# [Task description]
Write out the whole listing again, exactly as given.

# [Exercise inputs]
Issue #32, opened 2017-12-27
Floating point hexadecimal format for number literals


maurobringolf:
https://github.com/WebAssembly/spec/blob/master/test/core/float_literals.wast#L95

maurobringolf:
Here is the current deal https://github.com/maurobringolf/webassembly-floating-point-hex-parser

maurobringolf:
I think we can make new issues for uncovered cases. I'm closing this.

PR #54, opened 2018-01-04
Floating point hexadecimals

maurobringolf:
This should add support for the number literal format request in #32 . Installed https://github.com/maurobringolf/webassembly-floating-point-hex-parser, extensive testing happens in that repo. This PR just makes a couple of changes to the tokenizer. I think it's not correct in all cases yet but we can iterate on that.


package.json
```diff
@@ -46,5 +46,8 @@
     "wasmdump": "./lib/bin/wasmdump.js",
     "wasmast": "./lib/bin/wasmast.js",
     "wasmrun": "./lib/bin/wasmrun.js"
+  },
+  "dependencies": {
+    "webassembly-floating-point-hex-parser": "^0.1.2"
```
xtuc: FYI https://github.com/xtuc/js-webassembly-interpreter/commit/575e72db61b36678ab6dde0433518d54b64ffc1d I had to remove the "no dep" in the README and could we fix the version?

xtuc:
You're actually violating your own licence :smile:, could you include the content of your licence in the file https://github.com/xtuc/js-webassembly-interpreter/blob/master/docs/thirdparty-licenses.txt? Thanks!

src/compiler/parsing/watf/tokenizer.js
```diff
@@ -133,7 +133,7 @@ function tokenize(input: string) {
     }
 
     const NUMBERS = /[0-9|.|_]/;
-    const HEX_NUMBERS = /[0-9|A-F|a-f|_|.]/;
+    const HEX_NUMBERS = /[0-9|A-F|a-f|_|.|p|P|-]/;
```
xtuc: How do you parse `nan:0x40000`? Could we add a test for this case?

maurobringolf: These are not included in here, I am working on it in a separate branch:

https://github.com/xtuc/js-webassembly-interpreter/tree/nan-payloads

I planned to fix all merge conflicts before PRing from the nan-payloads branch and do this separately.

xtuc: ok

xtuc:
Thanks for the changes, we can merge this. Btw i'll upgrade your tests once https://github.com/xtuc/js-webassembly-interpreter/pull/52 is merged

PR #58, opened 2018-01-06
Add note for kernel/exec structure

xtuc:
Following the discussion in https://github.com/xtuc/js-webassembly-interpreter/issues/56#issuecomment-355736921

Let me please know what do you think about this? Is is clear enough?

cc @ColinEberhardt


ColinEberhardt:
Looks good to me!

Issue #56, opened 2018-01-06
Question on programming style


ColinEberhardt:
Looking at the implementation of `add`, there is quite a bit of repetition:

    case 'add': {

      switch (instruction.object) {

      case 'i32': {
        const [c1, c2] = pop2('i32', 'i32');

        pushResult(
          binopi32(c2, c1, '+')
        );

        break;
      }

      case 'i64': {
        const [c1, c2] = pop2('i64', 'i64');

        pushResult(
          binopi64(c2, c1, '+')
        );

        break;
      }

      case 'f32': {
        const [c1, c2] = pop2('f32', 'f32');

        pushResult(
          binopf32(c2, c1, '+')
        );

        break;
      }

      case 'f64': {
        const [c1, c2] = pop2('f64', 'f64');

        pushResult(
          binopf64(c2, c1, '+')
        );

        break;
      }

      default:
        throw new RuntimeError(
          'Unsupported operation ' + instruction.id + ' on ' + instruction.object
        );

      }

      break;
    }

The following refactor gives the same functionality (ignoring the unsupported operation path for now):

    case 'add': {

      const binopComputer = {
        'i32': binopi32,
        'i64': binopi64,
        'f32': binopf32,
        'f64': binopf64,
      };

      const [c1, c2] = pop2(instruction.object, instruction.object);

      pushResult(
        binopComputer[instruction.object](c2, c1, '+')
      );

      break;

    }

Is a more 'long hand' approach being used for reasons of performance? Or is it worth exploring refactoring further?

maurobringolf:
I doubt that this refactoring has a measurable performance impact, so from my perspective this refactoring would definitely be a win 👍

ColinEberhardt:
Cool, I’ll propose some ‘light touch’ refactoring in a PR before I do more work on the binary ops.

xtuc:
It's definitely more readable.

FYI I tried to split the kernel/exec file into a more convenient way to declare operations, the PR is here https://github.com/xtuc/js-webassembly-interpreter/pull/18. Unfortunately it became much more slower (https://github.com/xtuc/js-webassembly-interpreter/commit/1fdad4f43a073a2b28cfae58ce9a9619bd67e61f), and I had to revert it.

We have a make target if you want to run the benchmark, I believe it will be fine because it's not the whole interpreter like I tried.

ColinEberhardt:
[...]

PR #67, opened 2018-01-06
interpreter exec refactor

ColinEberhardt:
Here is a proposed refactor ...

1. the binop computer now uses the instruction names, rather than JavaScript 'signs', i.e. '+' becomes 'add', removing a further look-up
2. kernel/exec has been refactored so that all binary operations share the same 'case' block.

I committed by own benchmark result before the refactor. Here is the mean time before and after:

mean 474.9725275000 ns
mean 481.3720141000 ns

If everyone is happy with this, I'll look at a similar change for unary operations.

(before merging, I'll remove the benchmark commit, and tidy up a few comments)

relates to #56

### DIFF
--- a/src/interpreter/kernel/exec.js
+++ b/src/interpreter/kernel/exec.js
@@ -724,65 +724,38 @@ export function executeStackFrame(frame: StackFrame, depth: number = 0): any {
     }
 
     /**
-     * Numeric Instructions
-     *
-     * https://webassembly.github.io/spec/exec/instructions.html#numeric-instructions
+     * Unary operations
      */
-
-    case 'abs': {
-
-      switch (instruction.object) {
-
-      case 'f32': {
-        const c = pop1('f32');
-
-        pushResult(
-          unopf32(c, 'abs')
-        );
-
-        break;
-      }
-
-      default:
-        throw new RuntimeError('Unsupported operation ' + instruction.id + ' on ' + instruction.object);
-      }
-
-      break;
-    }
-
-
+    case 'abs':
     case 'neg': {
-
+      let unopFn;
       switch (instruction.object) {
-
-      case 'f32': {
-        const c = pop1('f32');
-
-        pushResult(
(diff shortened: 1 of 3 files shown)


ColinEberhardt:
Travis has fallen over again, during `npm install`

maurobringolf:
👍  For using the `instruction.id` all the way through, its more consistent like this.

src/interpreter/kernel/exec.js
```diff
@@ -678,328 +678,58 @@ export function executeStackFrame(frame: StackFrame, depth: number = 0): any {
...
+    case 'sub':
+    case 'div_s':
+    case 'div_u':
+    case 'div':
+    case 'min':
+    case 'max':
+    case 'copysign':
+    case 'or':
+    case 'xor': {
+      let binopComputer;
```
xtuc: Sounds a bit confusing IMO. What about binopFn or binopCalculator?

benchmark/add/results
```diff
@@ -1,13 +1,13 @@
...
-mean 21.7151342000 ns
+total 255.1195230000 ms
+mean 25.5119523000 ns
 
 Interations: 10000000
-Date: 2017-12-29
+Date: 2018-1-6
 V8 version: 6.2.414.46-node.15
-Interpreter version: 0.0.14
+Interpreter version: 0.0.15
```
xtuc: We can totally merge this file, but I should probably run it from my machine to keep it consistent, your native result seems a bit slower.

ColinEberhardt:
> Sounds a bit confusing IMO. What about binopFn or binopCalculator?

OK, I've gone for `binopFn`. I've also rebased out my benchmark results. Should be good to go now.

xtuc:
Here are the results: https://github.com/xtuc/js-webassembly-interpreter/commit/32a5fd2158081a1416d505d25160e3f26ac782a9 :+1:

# [Solution to this problem]
Issue #32, opened 2017-12-27
Floating point hexadecimal format for number literals


maurobringolf:
https://github.com/WebAssembly/spec/blob/master/test/core/float_literals.wast#L95

maurobringolf:
Here is the current deal https://github.com/maurobringolf/webassembly-floating-point-hex-parser

maurobringolf:
I think we can make new issues for uncovered cases. I'm closing this.

PR #54, opened 2018-01-04
Floating point hexadecimals

maurobringolf:
This should add support for the number literal format request in #32 . Installed https://github.com/maurobringolf/webassembly-floating-point-hex-parser, extensive testing happens in that repo. This PR just makes a couple of changes to the tokenizer. I think it's not correct in all cases yet but we can iterate on that.


package.json
```diff
@@ -46,5 +46,8 @@
     "wasmdump": "./lib/bin/wasmdump.js",
     "wasmast": "./lib/bin/wasmast.js",
     "wasmrun": "./lib/bin/wasmrun.js"
+  },
+  "dependencies": {
+    "webassembly-floating-point-hex-parser": "^0.1.2"
```
xtuc: FYI https://github.com/xtuc/js-webassembly-interpreter/commit/575e72db61b36678ab6dde0433518d54b64ffc1d I had to remove the "no dep" in the README and could we fix the version?

xtuc:
You're actually violating your own licence :smile:, could you include the content of your licence in the file https://github.com/xtuc/js-webassembly-interpreter/blob/master/docs/thirdparty-licenses.txt? Thanks!

src/compiler/parsing/watf/tokenizer.js
```diff
@@ -133,7 +133,7 @@ function tokenize(input: string) {
     }
 
     const NUMBERS = /[0-9|.|_]/;
-    const HEX_NUMBERS = /[0-9|A-F|a-f|_|.]/;
+    const HEX_NUMBERS = /[0-9|A-F|a-f|_|.|p|P|-]/;
```
xtuc: How do you parse `nan:0x40000`? Could we add a test for this case?

maurobringolf: These are not included in here, I am working on it in a separate branch:

https://github.com/xtuc/js-webassembly-interpreter/tree/nan-payloads

I planned to fix all merge conflicts before PRing from the nan-payloads branch and do this separately.

xtuc: ok

xtuc:
Thanks for the changes, we can merge this. Btw i'll upgrade your tests once https://github.com/xtuc/js-webassembly-interpreter/pull/52 is merged

PR #58, opened 2018-01-06
Add note for kernel/exec structure

xtuc:
Following the discussion in https://github.com/xtuc/js-webassembly-interpreter/issues/56#issuecomment-355736921

Let me please know what do you think about this? Is is clear enough?

cc @ColinEberhardt


ColinEberhardt:
Looks good to me!

Issue #56, opened 2018-01-06
Question on programming style


ColinEberhardt:
Looking at the implementation of `add`, there is quite a bit of repetition:

    case 'add': {

      switch (instruction.object) {

      case 'i32': {
        const [c1, c2] = pop2('i32', 'i32');

        pushResult(
          binopi32(c2, c1, '+')
        );

        break;
      }

      case 'i64': {
        const [c1, c2] = pop2('i64', 'i64');

        pushResult(
          binopi64(c2, c1, '+')
        );

        break;
      }

      case 'f32': {
        const [c1, c2] = pop2('f32', 'f32');

        pushResult(
          binopf32(c2, c1, '+')
        );

        break;
      }

      case 'f64': {
        const [c1, c2] = pop2('f64', 'f64');

        pushResult(
          binopf64(c2, c1, '+')
        );

        break;
      }

      default:
        throw new RuntimeError(
          'Unsupported operation ' + instruction.id + ' on ' + instruction.object
        );

      }

      break;
    }

The following refactor gives the same functionality (ignoring the unsupported operation path for now):

    case 'add': {

      const binopComputer = {
        'i32': binopi32,
        'i64': binopi64,
        'f32': binopf32,
        'f64': binopf64,
      };

      const [c1, c2] = pop2(instruction.object, instruction.object);

      pushResult(
        binopComputer[instruction.object](c2, c1, '+')
      );

      break;

    }

Is a more 'long hand' approach being used for reasons of performance? Or is it worth exploring refactoring further?

maurobringolf:
I doubt that this refactoring has a measurable performance impact, so from my perspective this refactoring would definitely be a win 👍

ColinEberhardt:
Cool, I’ll propose some ‘light touch’ refactoring in a PR before I do more work on the binary ops.

xtuc:
It's definitely more readable.

FYI I tried to split the kernel/exec file into a more convenient way to declare operations, the PR is here https://github.com/xtuc/js-webassembly-interpreter/pull/18. Unfortunately it became much more slower (https://github.com/xtuc/js-webassembly-interpreter/commit/1fdad4f43a073a2b28cfae58ce9a9619bd67e61f), and I had to revert it.

We have a make target if you want to run the benchmark, I believe it will be fine because it's not the whole interpreter like I tried.

ColinEberhardt:
[...]

PR #67, opened 2018-01-06
interpreter exec refactor

ColinEberhardt:
Here is a proposed refactor ...

1. the binop computer now uses the instruction names, rather than JavaScript 'signs', i.e. '+' becomes 'add', removing a further look-up
2. kernel/exec has been refactored so that all binary operations share the same 'case' block.

I committed by own benchmark result before the refactor. Here is the mean time before and after:

mean 474.9725275000 ns
mean 481.3720141000 ns

If everyone is happy with this, I'll look at a similar change for unary operations.

(before merging, I'll remove the benchmark commit, and tidy up a few comments)

relates to #56

### DIFF
--- a/src/interpreter/kernel/exec.js
+++ b/src/interpreter/kernel/exec.js
@@ -724,65 +724,38 @@ export function executeStackFrame(frame: StackFrame, depth: number = 0): any {
     }
 
     /**
-     * Numeric Instructions
-     *
-     * https://webassembly.github.io/spec/exec/instructions.html#numeric-instructions
+     * Unary operations
      */
-
-    case 'abs': {
-
-      switch (instruction.object) {
-
-      case 'f32': {
-        const c = pop1('f32');
-
-        pushResult(
-          unopf32(c, 'abs')
-        );
-
-        break;
-      }
-
-      default:
-        throw new RuntimeError('Unsupported operation ' + instruction.id + ' on ' + instruction.object);
-      }
-
-      break;
-    }
-
-
+    case 'abs':
     case 'neg': {
-
+      let unopFn;
       switch (instruction.object) {
-
-      case 'f32': {
-        const c = pop1('f32');
-
-        pushResult(
(diff shortened: 1 of 3 files shown)


ColinEberhardt:
Travis has fallen over again, during `npm install`

maurobringolf:
👍  For using the `instruction.id` all the way through, its more consistent like this.

src/interpreter/kernel/exec.js
```diff
@@ -678,328 +678,58 @@ export function executeStackFrame(frame: StackFrame, depth: number = 0): any {
...
+    case 'sub':
+    case 'div_s':
+    case 'div_u':
+    case 'div':
+    case 'min':
+    case 'max':
+    case 'copysign':
+    case 'or':
+    case 'xor': {
+      let binopComputer;
```
xtuc: Sounds a bit confusing IMO. What about binopFn or binopCalculator?

benchmark/add/results
```diff
@@ -1,13 +1,13 @@
...
-mean 21.7151342000 ns
+total 255.1195230000 ms
+mean 25.5119523000 ns
 
 Interations: 10000000
-Date: 2017-12-29
+Date: 2018-1-6
 V8 version: 6.2.414.46-node.15
-Interpreter version: 0.0.14
+Interpreter version: 0.0.15
```
xtuc: We can totally merge this file, but I should probably run it from my machine to keep it consistent, your native result seems a bit slower.

ColinEberhardt:
> Sounds a bit confusing IMO. What about binopFn or binopCalculator?

OK, I've gone for `binopFn`. I've also rebased out my benchmark results. Should be good to go now.

xtuc:
Here are the results: https://github.com/xtuc/js-webassembly-interpreter/commit/32a5fd2158081a1416d505d25160e3f26ac782a9 :+1:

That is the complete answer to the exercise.